Beyond any meteorological changes, rising unemployment among its core customers, aged 16 to 34, and a slowdown in online sales is starting to have a bigger impact on the sales at Asos. For the year to March, it delivered pre-tax profits up by 93 per cent to £14.1m, after sales jumped by 104 per cent to £165.4m. But sales growth halved in the 13 weeks to 26 June. In fact, City analysts expect Asos's sales growth to fall to between 35 per cent and 40 per cent this year and some have trimmed full-year pre-tax profit forecasts to about £19m.

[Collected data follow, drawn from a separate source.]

PR #823, opened 2017-04-08
Add vault_wordpress_sites validations

swalkinshaw:
This will catch a common error of forgetting to update site names/keys in both `wordpress_sites` and `vault_wordpress_sites`.

Example output:

```plain
Invalid WordPress sites configuration: site names in `wordpress_sites` must
have matching entry in `vault_wordpress_sites`.

Sites without a matching vault entry:
* `example.com`

Update `group_vars/development/vault_wordpress_sites.yml` to continue.

Docs: https://roots.io/trellis/docs/wordpress-sites/#passwordssecrets
```


fullyint:
Works in my tests!

🏆  So many will be spared the frustration.

PR #824, opened 2017-04-08
Fix #439 - Add ansible_local support for non-Windows

### LINKED ISSUE #439: Use ansible_local provisioner on all platforms
Vagrant's latest 1.8 release adds an [ansible_local](https://docs.vagrantup.com/v2/provisioning/ansible_local.html) provisioner which should be able to replace the functionality of the windows provisioner shell script.

swalkinshaw:
Previously only Windows would use Vagrant's `ansible_local` provisioner. But it's a much easier experience to get started in development since it skips the Ansible requirement.

This automatically uses the `ansible_local` provisioner if `ansible-playbook` does not exist on the host machine.

The env var `FORCE_ANSIBLE_LOCAL` can be set to force it as well.

Docs: https://github.com/roots/docs/pull/90

### DIFF
--- a/Vagrantfile
+++ b/Vagrantfile
@@ -91,11 +91,11 @@ Vagrant.configure('2') do |config|
     end
   end
 
-  provisioner = Vagrant::Util::Platform.windows? ? :ansible_local : :ansible
-  provisioning_path = Vagrant::Util::Platform.windows? ? ANSIBLE_PATH_ON_VM : ANSIBLE_PATH
+  provisioner = local_provisioning? ? :ansible_local : :ansible
+  provisioning_path = local_provisioning? ? ANSIBLE_PATH_ON_VM : ANSIBLE_PATH
 
   config.vm.provision provisioner do |ansible|
-    if Vagrant::Util::Platform.windows?
+    if local_provisioning?
       ansible.install_mode = 'pip'
       ansible.provisioning_path = provisioning_path
       ansible.version = vconfig.fetch('vagrant_ansible_version')
--- a/CHANGELOG.md
+++ b/CHANGELOG.md
@@ -1,4 +1,5 @@
 ### HEAD
+* Add ansible_local support for non-Windows ([#824](https://github.com/roots/trellis/pull/824))
 * Add `fastcgi_read_timeout` to Nginx config ([#860](https://github.com/roots/trellis/pull/860))
 * Accommodate child themes: Update WP `stylesheet_root` separately ([#850](https://github.com/roots/trellis/pull/850))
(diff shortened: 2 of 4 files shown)


swalkinshaw:
Right now this creates a needless extra synced folder. It probably needs some changes which were done specifically for Windows.

```plain
    default: /vagrant => /Users/scott/dev/trellis
    default: /home/vagrant/trellis => /Users/scott/dev/trellis
    default: /home/vagrant/trellis/bin => /Users/scott/dev/trellis/bin
```

Vagrantfile
```diff
@@ -88,35 +89,33 @@ Vagrant.configure('2') do |config|
...
 
     ansible.groups = {
       'web' => ['default'],
       'development' => ['default']
     }
 
-    if tags = ENV['ANSIBLE_TAGS']
-      ansible.tags = tags
-    end
+    ansible.tags = tags if ENV['ANSIBLE_TAGS']
```
fullyint: `ansible.tags = ENV['ANSIBLE_TAGS']`

Vagrantfile
```diff
@@ -171,12 +174,24 @@ def post_up_message
...
+
+  ENV['PATH'].split(File::PATH_SEPARATOR).each do |path|
+    exts.each do |ext|
+      exe = File.join(path, "#{cmd}#{ext}")
+      return exe if File.executable?(exe) && !File.directory?(exe)
+    end
+  end
+
+  nil
+end
```
fullyint: Here's an issue that you may figure should be addressed by the user, not by Trellis.

I use pyenv to manage python versions on my machine. Even after uninstalling Ansible, a shim remains at `/usr/local/var/pyenv/shims/ansible-playbook`, causing an incorrect return value from this `which(cmd)`.

Here's a potential change that resolves it on my machine (dev/null handling from [here](http://stackoverflow.com/a/35142176/6847025)):
```diff
- return exe if File.executable?(exe) && !File.directory?(exe)
+ return system("#{exe} --help", [:out, :err] => File::NULL) if File.executable?(exe) && !File.directory?(exe)
```
This appeals to me because it tests whether the `ansible-playbook` command actually works rather than just whether it should work, the latter being assumed based on the presence of the `exe`. I don't know whether this revised approach would be good practice or acceptable ruby.

It the change above is applied, it returns `true`, `false`, or `nil`, if I recall correctly (instead of `exe` path). So, maybe the name `which()` should change to something like `cmd_valid(cmd)`.

fullyint:
I just tested this latest 3ca2d19 and it works great. Gets around that [pyenv issue](https://github.com/roots/trellis/pull/824#discussion_r111023178) I had with a previous iteration.

The only other thing I can think of is that the README "Requirements" section could say that Ansible is optional.

PR #825, opened 2017-04-09
Remove db_import option

swalkinshaw:
This option is used to import a local SQL dump file into the database.

It was seldom used and could be dangerous. This option would cause the DB to be imported *every* provision which could overwrite data.

As an alternative for most DB operations, we always recommend using WP CLI.

Example: `wp db import dbname.sql`

### DIFF
--- a/CHANGELOG.md
+++ b/CHANGELOG.md
@@ -1,3 +1,6 @@
+### HEAD
+* Remove potentially dangerous `db_import` option ([#825](https://github.com/roots/trellis/pull/825))
+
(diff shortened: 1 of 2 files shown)


QWp6t:
For those who were using this to populate production server with local data, check out this post and discussion instead:
- post: https://roots.io/leveraging-wp-cli-aliases-in-your-wordpress-development-workflow/
- discussion: https://discourse.roots.io/t/leveraging-wp-cli-aliases-in-your-wordpress-development-workflow/8414

PR #827, opened 2017-04-12
Deploys: Make wp core update-db optional

fullyint:
On deploys, users with large network databases may want to disable the `wp core update-db` option to avoid the long processing time.

This PR adds the `update_db_on_deploy` option variable (default `true`) to control whether the `update-db` runs. This var may be defined per site in `wordpress_site` or just generally in `group_vars`.

This PR also consolidates the two "Update WP database" tasks, where the only difference was the presence of the `--network` flag for multisite.


swalkinshaw:
👍

PR #828, opened 2017-04-14
Vagrant config

swalkinshaw:
Inspired by https://github.com/geerlingguy/drupal-vm

* Move methods into separate file
* Intro Vagrant config

Todo:
- [x] Better name for `vagrant.yml`. drupal-vm uses `default.config.yml`?
- [x] Support for untracked config file?

### DIFF
--- a/Vagrantfile
+++ b/Vagrantfile
@@ -1,43 +1,28 @@
 # -*- mode: ruby -*-
 # vi: set ft=ruby :
 
-require 'yaml'
-
-ip = '192.168.50.5' # pick any local IP
-cpus = 1
-memory = 1024 # in MB
-
 ANSIBLE_PATH = __dir__ # absolute path to Ansible directory on host machine
 ANSIBLE_PATH_ON_VM = '/home/vagrant/trellis' # absolute path to Ansible directory on virtual machine
 
-# Set Ansible paths relative to Ansible directory
-ENV['ANSIBLE_CONFIG'] = ANSIBLE_PATH
-ENV['ANSIBLE_CALLBACK_PLUGINS'] = "~/.ansible/plugins/callback_plugins/:/usr/share/ansible_plugins/callback_plugins:#{File.join(ANSIBLE_PATH, 'lib/trellis/plugins/callback')}"
-ENV['ANSIBLE_FILTER_PLUGINS'] = "~/.ansible/plugins/filter_plugins/:/usr/share/ansible_plugins/filter_plugins:#{File.join(ANSIBLE_PATH, 'lib/trellis/plugins/filter')}"
-ENV['ANSIBLE_LIBRARY'] = "/usr/share/ansible:#{File.join(ANSIBLE_PATH, 'lib/trellis/modules')}"
-ENV['ANSIBLE_ROLES_PATH'] = File.join(ANSIBLE_PATH, 'vendor', 'roles')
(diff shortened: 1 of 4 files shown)


mAAdhaTTah:
Can I make a suggestion: I edit my local Vagrantfile to mount WP plugins I'm working on into the VM. Can the configuration be edited to allow one to include a src/dest array:

```
mount_dirs:
    - src: 'path/to/plugin'
      dest: 'path/to/wp-content/plugins'
```

or something like this?

swalkinshaw:
@mAAdhaTTah sure, makes sense 👍

swalkinshaw:
@mAAdhaTTah added, try it out 👼

lib/trellis/vagrant.rb
```diff
@@ -0,0 +1,64 @@
...
+end
+
+def multisite_subdomains?(wordpress_sites)
+  wordpress_sites.any? do |(_name, site)|
+    site['multisite'].fetch('enabled', false) && site['multisite'].fetch('subdomains', false)
+  end
+end
+
+def nfs_path(site_name)
+  "/vagrant-nfs-#{site_name}"
```
fullyint: This could be used for nfs path names in the `vagrant_synced_folders` loop:

```diff
- def nfs_path(site_name)
-   "/vagrant-nfs-#{site_name}"
+ def nfs_path(path)
+   "/vagrant-nfs-#{File.basename(path)}"
  end
```

Vagrantfile
```diff
@@ -88,37 +66,49 @@ Vagrant.configure('2') do |config|
...
+    options = {
+      type: folder.fetch('type', 'nfs'),
+      create: folder.fetch('create', false),
+      mount_options: folder.fetch('mount_options', [])
+    }
+
+    config.vm.synced_folder folder['local_path'], folder['destination'], options
+
+    if folder.fetch('bindfs', true)
+      config.bindfs.bind_folder folder['local_path'], folder['destination'], options
```
fullyint: When using vagrant-bindfs, the convention appears to be...
1. do a regular vagrant folder sync from `somedir` to `/vagrant/somedir-nfs`
2. do a bindfs sync from `/vagrant/somedir-nfs` to `/final_path_on_vm/somedir`

Combined with the `File.basename()` adjustment to `nfs_path()` proposed in a separate comment, the following seems to handle it.
```diff
+ destination_folder = folder.fetch('bindfs', true) ? nfs_path(folder['destination']) : folder['destination']

- config.vm.synced_folder folder['local_path'], folder['destination'], options
+ config.vm.synced_folder folder['local_path'], destination_folder, options

  if folder.fetch('bindfs', true)
-   config.bindfs.bind_folder folder['local_path'], folder['destination'], options
+   config.bindfs.bind_folder destination_folder, folder['destination'], folder.fetch('bindfs_options', {})
```
The other piece to this is the `bindfs_options`, which are different from a regular vagrant sync dir `options` and must be treated differently. The above appears to successfully handle the following example 

```
# vagrant.local.yml
vagrant_synced_folders:
  - local_path: ../db
    destination: /home/vagrant/db
    create: false
    type: nfs
    bindfs: true
    bindfs_options:
      o: 'nonempty'
      p: '0644,a+D'
  - local_path: ../test
    destination: /home/vagrant/test
    create: false
    type: virtualbox
    bindfs: false
    mount_options:
      - 'dmode=755'
      - 'fmode=644'
```

swalkinshaw: 👌 updated

fullyint:
:+1: Looks great to me!

PR #842, opened 2026-08-12
feat(hexbin): keep a vertical walk over the x it started from

### LINKED ISSUE #799: feat: support hexbin (hexagonal binning) plots
## Description

Hexagonal binning is the standard answer to an overplotted scatter: bin the points into hexagons and encode count as fill. There is no trace type for it.

## Proposed mapping

Very close to `heat` — a lattice of cells, each carrying a count. The one genuine difference is that a hex lattice has **offset rows**, so:

- moving left/right within a row is unambiguous;
- moving up/down lands between two cells, and the trace has to define which one takes focus (nearest centre is the usual choice, and matches `NearestPoint` in `src/model/abstract.ts`);
- the announcement should give the bin's x/y centre and its count, not a row/column index.

Braille reuses `HeatmapBrailleEncoder`.

## Note

Rectangular 2D histograms (`hist2d`, `stat_bin2d`) need none of this — they are `heat` already, and are tracked in the binding repos.

## Difficulty

Medium, and confined to the lattice indexing.

jooyoungseo:
Closes #799. This is the last open item in tier A of #814.

## Mostly a heatmap, as #799 says

Read as a lattice of cells each carrying a count, a hexbin **is** a heatmap — so the grid navigation, the pitch, and `HeatmapBrailleEncoder` all transfer unchanged. The work is confined to the lattice indexing, exactly as the issue predicted.

## The stagger, and the part that took two attempts

A hex lattice offsets alternate rows by half a cell — that is what lets the hexagons tessellate. Two consequences:

**A column index is not a position.** Bin 3 of one row and bin 3 of the next sit at different x. So the announcement gives the bin's **centre**, per #799.

**A bin has no neighbour directly above it.** It has two, and they are *exactly* equidistant. My first implementation chose the nearer bin relative to the bin being left, which — because the two candidates always tie — means choosing the same way every time. The drift test caught it immediately:

```
from x = 2, two rows up  →  x = 1  →  x = 0
```

Half a cell per row, accumulating, which is precisely the slide the feature exists to prevent.

So the choice is made against **where the reader started**, held in an anchor and reset the moment they move sideways. That is the "desired column" a text editor keeps while arrowing past short lines — same problem, same solution. Now `2 → 1 → 2`, and stepping up and straight back down returns to where it started.

**Getting this wrong is silent**, which is what earns the mechanism. A drifting cursor announces a real bin with a real count at every step; the one thing that would give it away is a column index, and a column index is exactly what this trace does not announce.

## Smaller decisions

- **`min` count ignores empty bins.** A hexbin is mostly empty margin; reporting `0` as the minimum count would describe a density the occupied part of the chart does not have.
- **`Occupied bins` is reported alongside `Number of bins`.** A scatter spread evenly fills most of its lattice and a tight one leaves most of it empty — the shape of the cloud, not recoverable from the counts without walking every cell.
- **The densest bin is named by its centre**, for the same reason the announcement is.
- **Selectors are withdrawn on a count mismatch.** A hexbin routinely omits empty cells from the DOM, so a list off by one highlights a bin that is not even a neighbour in the direction a reader would guess.
- **Ragged rows are handled**: a move to a shorter row still lands inside it, where an index-based move would be out of bounds.

## Braille

`HeatmapBrailleEncoder`, unchanged. The stagger has no representation and needs none: a display is a line of cells with nowhere to put half of one. Empty bins render as spaces — so the e2e asserts a row of *cells and spaces* with at least one real cell, rather than pure braille, which would have been the wrong assertion rather than a stricter one.

## Verification

- `npm test` — **2203 + 73 passed**, 170 suites, none failing
- `npx playwright test --project=chromium hexbin` — **5 passed**, including a keyboard walk two rows up and two back down asserting the announcement is identical

---

---

### DIFF
--- a/docs/BRAILLE.md
+++ b/docs/BRAILLE.md
@@ -105,6 +105,28 @@ Multiline braille displays represent grouped boxplots, such as horizontal boxplo
 
 Single-line braille displays represent grouped boxplots by allowing users to navigate vertically between groups using the up and down arrow keys. As the user navigates, the braille representation updates to show the boxplot for the current group, enabling users to explore each group's distribution one at a time.
 
+## Hexbin
+
+One row per lattice row, one cell per bin, using the heatmap encoding above —
+because read as a lattice of cells each carrying a count, that is what a
+hexbin is.
+
+**The stagger has no representation here, and needs none.** A hex lattice
+offsets alternate rows by half a cell, and a braille display is a line of
+cells with nowhere to put half of one. What survives intact is the thing the
+chart is drawn for: the density pattern, as a run of cells that rises towards
+the cloud and falls away from it, with the empty margins reading as spaces.
+
+Where the offset *does* matter is navigation rather than encoding — moving up
+or down lands between two bins, so the trace keeps the reader over the x they
+started from rather than stepping by index. A display shows the whole row at
+once and never has to make that choice.
+
+### Multiline Displays
+
+Hexbin plots use one line per lattice row on a multiline display, so the shape
+of the cloud can be felt at once rather than row by row.
+
 ## Scatter plot
 
 In the Braille representation of a scatter plot, the encoding is performed only for the line layer (layer 2). Stand alone scatterplots without a line layer are not represented in braille.
--- a/e2e_tests/specs/hexbin.spec.ts
+++ b/e2e_tests/specs/hexbin.spec.ts
@@ -1,0 +1,154 @@
+import type { HexbinPoint, Maidr } from '../../src/type/grammar';
+import { expect, test } from '@playwright/test';
+import { BasePage } from '../page-objects/base-page';
+import { TestConstants } from '../utils/constants';
+import { extractMaidrData } from '../utils/maidr-data';
+import { normalizeText } from '../utils/text';
+
+/**
+ * A braille row of a sparse lattice: cells from the Unicode braille block
+ * (U+2800 to U+28FF), and spaces where a bin held nothing.
+ *
+ * The heatmap encoding this reuses renders an empty cell as a space, and on a
+ * hexbin that is most of the margin around the cloud -- so a row of pure
+ * braille would be the wrong assertion, not a stricter one.
+ */
+const BRAILLE_ROW = /^[\u2800-\u28FF ]+$/;
+
+/** At least one real cell, so an all-space row is not mistaken for output. */
+const BRAILLE_CELL_ANYWHERE = /[\u2800-\u28FF]/;
+
+/** The example's own page, driven through the shared base helpers. */
+class HexbinPlotPage extends BasePage {
+  protected override readonly selectors = {
+    notification: `#${TestConstants.MAIDR_NOTIFICATION_CONTAINER} ${TestConstants.PARAGRAPH}`,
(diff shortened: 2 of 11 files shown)


jooyoungseo:
Both real, both fixed in `7add5cc4`. You were right to call these keyboard-accessibility gaps rather than nits — I ran each before changing anything.

## 1 — the first keypress

```
first press DOWNWARD  →  moveOnce returned false   (row -1, edge tone on the opening keystroke)
first press UPWARD    →  landed on row 1, x = 1     (row 0 never announced)
```

Exactly as you traced, including *why* the tests missed it: the e2e always moves right first and the unit helper goes through `moveToIndex`, which sets `isInitialEntry = false` directly. Neither path can reach a bare vertical `moveOnce` on a fresh trace.

The second case is the worse of the two, and it compounds: it also seeds the anchor from a bin the reader was never told about, so the *entire* vertical walk then tracks a column they did not choose. The branch now delegates to `super.moveOnce(direction)` when `isInitialEntry` — reusing the convention rather than reimplementing the clamp, so it cannot drift from `MovableGrid`'s version later.

## 2 — `moveToExtreme`

Confirmed, and worse on this trace than the general case, for the reason the type exists: **a hexbin is sparse.** An empty bin is not drawn, so rows genuinely hold different numbers of bins at different offsets — index-clamping is not "off by half a cell", it is off by however much the two rows disagree.

My first fixture didn't show it, which is worth saying: a *regular* lattice makes index-clamp and nearest-by-x agree almost everywhere, so the test passed and proved nothing. The fixture is now a diagonal cloud, where the bottom row occupies the right of the field and the top row the left:

| | |
|---|---|
| Ctrl+Down from x = 4 | nearest-by-x lands on **x = 8** |
| index 2, clamped into a 2-bin row | lands on **x = 10** — the wrong end of a row that does not reach x = 4 at all |

Also confirmed your point that `supportsExtrema` doesn't gate these — it gates the statistical extrema menu, and `MoveToTopExtremeCommand`/`MoveToBottomExtremeCommand` are bound in `TRACE` scope unconditionally.

## 3 — where I went the other way

You suggested resetting `anchorX` on the jump. **I kept it**, and I think the class's own argument decides it: the anchor is *the column the reader chose*. Where a jump lands is decided by whatever the far row happens to hold — in the new fixture, x = 8, most of the field from the x = 0 they picked. Resetting would strand them there, which is the same "cursor ends up somewhere it was not asked to be" failure the anchor exists to prevent, just arrived at by a different route.

A horizontal move still ends the walk, whether one step or a jump to the end of the row. There is a test for that specifically, since `moveToExtreme('FORWARD')` is a new way to reach it.

## Coverage

Five new tests. I checked each against the code it pins rather than assuming:

- **4 of 5 fail** with the respective fix reverted
- the 5th is the keep-vs-reset one, which passes with or without the override (the base implementation leaves `anchorX` alone) but **fails if the override resets it** — so it pins the decision above, not the fix

One incidental confirmation while doing this: reverting `moveOnce`'s anchor line breaks the two existing drift tests, so that half was already pinned.

## Verification

- `npx playwright test --project=chromium hexbin` — **5 passed**

---

PR #843, opened 2026-08-12
feat(ridgeline): compare distributions at the value the reader chose

### LINKED ISSUE #803: feat: support ridgeline (joy) plots
## Description

A ridgeline plot stacks one density curve per group along a shared value axis, offset vertically, to compare distributions. `ggridges`, `sns.violinplot`'s cousins and Plotly ridgelines all produce it; MAIDR cannot read any of them.

## Why it is cheap

`ViolinKdeTrace` (`src/model/violin.ts`) already models a KDE curve per group, with `ViolinKdePoint` carrying `{x, y, density}`. A ridgeline is the same data with a different layout — offset instead of mirrored. The trace can very likely share the KDE machinery outright.

## What is actually new

- The baseline offset is presentational, not data, so it must not leak into the announced values.
- Curves overlap on purpose, which matters for highlighting but not for navigation.
- Comparison across groups at a fixed value is the point of the chart, so a "same x, next group" move is worth more here than in a violin plot.

## Difficulty

Low-to-medium, mostly reuse.

jooyoungseo:
Closes #803. First of tier B in #814.

## Mostly reuse, as the issue says

The issue is right that `ViolinKdeTrace` already models a KDE curve per group. `ViolinKdePoint` is reused **outright** — same `{x, y, density}` — and so are the grid navigation and the line braille encoder.

Two things differ enough to make this a type rather than a violin with a layout, and both are the kind of difference that produces a chart which sounds confident and says something false.

## 1 — every group is pitched against the whole chart

`ViolinKdeTrace` pitches from a **reference curve** (row 0) and uses the current group only for volume. That suits a chart drawn to compare each violin against a first one. A ridgeline is drawn so a reader can ask *which distribution is tallest, and where* — and that needs one scale across all of them.

| | scaled per group | scaled across the chart |
|---|---|---|
| a group peaking at 0.09 | top of the register | a fifth of the way up |
| a group peaking at 0.90 | top of the register | top of the register |

Per-group, the chart reports a dozen equally tall ridges. Braille does the same and for the same reason, so a row of full cells means a dense group and not merely the densest part of a sparse one.

**The floor is zero**, not the smallest density measured anywhere. A density of zero is a real reading — nobody in that group had that value — so it belongs at the bottom of the range rather than somewhere above it.

## 2 — moving between groups holds the value

Comparing at a fixed point on the value axis is what the chart is *for*, and it is exactly the comparison a listener cannot make by holding a number in their head across a dozen groups. Groups are **not obliged to share a sample grid** — a density estimated over each group's own range does not — so stepping by *index* lands at a different value, silently: every sample is a real density at a real place, and the only thing that would give it away is the value itself, which is what changed.

So the group is stepped and the sample re-chosen as whichever sits nearest the value the reader is holding.

**Holding it, rather than re-deriving it at each ridge.** This is the part worth the mechanism, and it is subtler than the hexbin's version of the same problem: there, the two candidates always tie, so re-deriving drifts immediately. Here a single step moves by at most half a sample spacing, so re-deriving *looks* correct — and accumulates only over a walk. My first fixture could not tell the two apart and passed either way; the one in the branch uses three staggered grids where the answers diverge by the third group:

```
reader chooses 10  →  b has nothing nearer than 16
                   →  c straddles: 5 is nearest to 10, 22 is nearest to 16
```

Twelve units from where they meant to be, announcing a real density at a real place. **The test fails when the anchor is removed.**

## 3 — the offset is not data

A ridgeline's vertical stagger exists so the curves do not sit on top of one another. It says nothing about any group, so the layer carries each curve on its own terms — the value it was measured at and the density there — and never the baseline it was drawn from. Same rule the area layer follows: read what the chart is *of*, not where it was put.

The e2e pins it from the other side: the emitted groups still **overlap** on the value axis, exactly as the chart draws them overlapping. An offset baked into the data would have separated them into disjoint runs.

## Smaller decisions

- **The description reports where each group peaks** (`2019 at 34, 2021 at 41, 2023 at 52`) and the span of those peaks. Whether the modes march across the axis is the ridgeline's headline finding, and a reader cannot assemble it without walking every sample of every group. The span is **withheld** when every group peaks in the same place, rather than reporting a range of zero.
- **Highlighting is one element per group**, repeated across its samples — a ridgeline is drawn as one filled path per group and does not emit a per-sample element to pair with. Selectors are withdrawn on a count mismatch: the curves overlap, so a list off by one lights a ridge that is not obviously wrong even to a sighted reader.
- **`supportsExtrema` is false.** "The largest value" on a density curve is its mode, which the description already names for every group.
- **The first keypress enters the chart** rather than stepping through it, delegating to `MovableGrid` — the gap found on #842 and worth not repeating.

## Registration

All six sites plus `docs/BRAILLE.md` — **and a seventh** the checklist does not name: `test/util/orientation.test.ts` keeps its own list of every type and asserts totality against `TraceType`. The suite caught it, which is the checklist working even where it is incomplete.

## Verification

- `npm test` — **2312 + 73 passed**, 168 suites
- `npx playwright test --project=chromium ridgeline violin` — **24 passed** (the violin suite included deliberately, since the point type is shared)

Each mechanism was checked against the code it pins rather than assumed: reverting nearest-by-value fails 3 tests, and reverting the anchor fails the drift test.

---

---

### DIFF
--- a/docs/BRAILLE.md
+++ b/docs/BRAILLE.md
@@ -574,6 +574,46 @@ row while falling on the other.
 Diverging charts use one line per side on a multiline display, plus the
 balance, so the two sides can be compared with one sweep.
 
+## Ridgeline (joy plot)
+
+One row per group, one cell per sample of its density curve — the line
+encoding, which is what a density curve is.
+
+**Every row is scaled against the chart's peak rather than its own.** This is
+the one place a ridgeline's braille differs from a violin's, and it is
+deliberate: the chart exists so a reader can ask which distribution is tallest
+and where. Scaled per row, a group holding a tenth of another's density would
+fill its cells just as high, and the display would show a dozen equally tall
+ridges — the exact reading the chart is drawn to prevent.
+
+The floor is zero rather than the smallest density measured anywhere. A density
+of zero is a real reading — nobody in that group had that value — so it belongs
+at the bottom of the range and not somewhere above it.
+
+**The baseline offset has no representation here, and needs none.** The stagger
+that separates the curves on screen is presentation; it is not in the data and
+it is not in the display. What the fingers get is each group's shape, aligned
+row against row, which is the comparison the offset exists to make possible
+visually.
+
+```
+Group   Cells
+2019    ⠄⠆⠖⠶⣶⣶⠶⠖⠆⠄
+2021    ⠄⠆⠖⠖⠶⠶⠖⠖⠆⠄
+2023    ⠂⠆⠖⠶⣿⣿⠶⠖⠆⠂
+```
+
+The 2021 cohort's row never reaches the top because that cohort's curve never
+reaches the chart's peak — it is more spread out, so its density is lower
+everywhere. A per-row scale would have hidden that by filling its middle cells
+as high as everyone else's.
+
+### Multiline Displays
+
+Ridgelines use one line per group on a multiline display, so a reader can sweep
+across the groups at a fixed position and feel the modes march along the axis,
+or fail to — which is the finding the chart is drawn for.
+
 ## Multiline Braille Display Support
 
 By leveraging the two-dimensional nature of multiline braille displays, MAIDR can represent multiple lines of a plot simultaneously, allowing users to perceive the distribution of values across all lines at once. This is particularly beneficial for plots with multiple groups or categories, such as grouped boxplots or line plots with multiple lines, and it also applies to scatter plot grid navigation.
--- a/e2e_tests/specs/ridgeline.spec.ts
+++ b/e2e_tests/specs/ridgeline.spec.ts
@@ -1,0 +1,150 @@
+import type { Maidr } from '../../src/type/grammar';
+import { expect, test } from '@playwright/test';
+import { BasePage } from '../page-objects/base-page';
+import { TestConstants } from '../utils/constants';
+import { extractMaidrData } from '../utils/maidr-data';
+import { normalizeText } from '../utils/text';
+
+/**
+ * A braille row is cells, and may carry spaces where a curve is flat against
+ * the chart's floor.
+ */
+const BRAILLE_ROW = /^[\u2800-\u28FF ]+$/;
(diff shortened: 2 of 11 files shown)


jooyoungseo:
Confirmed and fixed in `2e7b675a`. Reproduced before touching anything:

```
from group `a` at value 10  →  Ctrl+Up landed on group `c` at value 22
```

Twelve units from where the reader was comparing, announcing a real density at a real place. Your trace was exact, including the point that `supportsExtrema = false` does not gate these keys — that flag gates the statistical extrema menu, not the grid-edge jump.

## Worth naming, because it is not a coincidence

**This is the same gap I found and fixed on `HexbinTrace` earlier today**, in the same shape, and I did not carry it across when writing this trace — despite citing that trace as the precedent in the PR body. Two keybindings reach the same movement; I overrode one of them.

That is a cheap lesson to bank: any trace that overrides `moveOnce` for a direction has to ask what `moveToExtreme` does with the same direction, because they are two entry points to one movement and only one of them is obvious.

## The anchor across the jump

Kept, matching hexbin and for the same reason: where a jump lands is decided by whatever the far group happens to have sampled, so resuming from the landing value would strand the reader at a value they never chose. A horizontal extreme still ends the comparison.

## Coverage, checked rather than assumed

Three tests. **Two fail without the override.** The third — the keep-vs-reset one — passed either way on my first attempt, so I rebuilt its fixture: `b` now straddles the two candidates, so the chosen 10 resolves to 12 while the 5 that `c` forced resolves to 2. It **fails when the anchor is reset**.

## Enum placement

Taken. It had landed between `STACKED_AREA` and `STEP` because of the anchor I inserted it against; it now sits after `RADAR`. Cosmetic, but the six-site checklist is navigated by grepping a `TraceType`, so a scannable order earns its keep.

## Verification

- `npm test` — **2315 + 73 passed**, 168 suites
- `npx playwright test --project=chromium ridgeline violin` — **24 passed**

CI was 14/14 on the parent commit.

---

Nevertheless, Asos is still expanding at a swift pace. It is introducing about 1,000 new product lines each week and has added discount designer, maternity and childrenswear. Its international sales shot up by 303 per cent last year and Asos now delivers to just shy of 60 countries.

Airline caterer in talks over £70m partnership

Journey Group, which supplies catering and in-flight products to airlines, suffered a testing 2008 and was hit by the turbulence in the industry.

The company, formerly Watermark Group, made a loss of £10.5m in the year to December. Its auditors issued a "going concern" warning in its annual report in June, although the directors expect its banking facility to be renewed at the end of this month. But Journey's prospects look much rosier after last week's announcement that its Air Fayre business, which caters for carriers including Air Canada and Qantas, had entered exclusive discussions with the Italian group Autogrill's Alpha Flight UK unit to create a joint venture of their in-flight catering at London's Heathrow Airport. The deal would be huge for Journey, which delivered revenues of £91.3m last year, because turnover for the potential combined business is estimated to be £70m a year. At a time when the airline industry is in a fragile state, Journey Group will be hoping the deal takes off.